──────── Supplied records ────────
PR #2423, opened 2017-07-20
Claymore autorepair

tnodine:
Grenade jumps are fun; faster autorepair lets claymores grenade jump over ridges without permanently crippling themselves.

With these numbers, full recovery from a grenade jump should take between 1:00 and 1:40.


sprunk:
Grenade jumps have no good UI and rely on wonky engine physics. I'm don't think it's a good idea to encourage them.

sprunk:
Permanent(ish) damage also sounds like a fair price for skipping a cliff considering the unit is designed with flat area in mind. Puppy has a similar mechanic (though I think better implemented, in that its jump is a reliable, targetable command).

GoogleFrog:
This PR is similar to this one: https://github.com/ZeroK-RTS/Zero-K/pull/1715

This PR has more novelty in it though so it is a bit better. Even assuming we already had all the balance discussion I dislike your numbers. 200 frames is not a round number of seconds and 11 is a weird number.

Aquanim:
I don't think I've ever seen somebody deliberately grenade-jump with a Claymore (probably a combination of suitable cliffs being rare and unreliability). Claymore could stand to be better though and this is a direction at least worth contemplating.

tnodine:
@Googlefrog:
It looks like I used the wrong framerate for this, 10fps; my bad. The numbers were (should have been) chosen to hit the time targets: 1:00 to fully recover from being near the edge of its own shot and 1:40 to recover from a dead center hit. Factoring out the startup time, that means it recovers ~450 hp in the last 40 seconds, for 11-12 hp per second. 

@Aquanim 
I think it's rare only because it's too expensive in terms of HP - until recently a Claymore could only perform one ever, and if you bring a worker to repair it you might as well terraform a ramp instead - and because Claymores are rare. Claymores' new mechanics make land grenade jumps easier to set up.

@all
────────
──────── Supplied records ────────
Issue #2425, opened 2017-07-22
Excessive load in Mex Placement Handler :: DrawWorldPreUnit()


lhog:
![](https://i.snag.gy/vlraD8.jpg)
────────
→ Exercise brief
Among the entries above, tally each line with the string "numbers" and state that figure only.

→ Solution to the exercise
3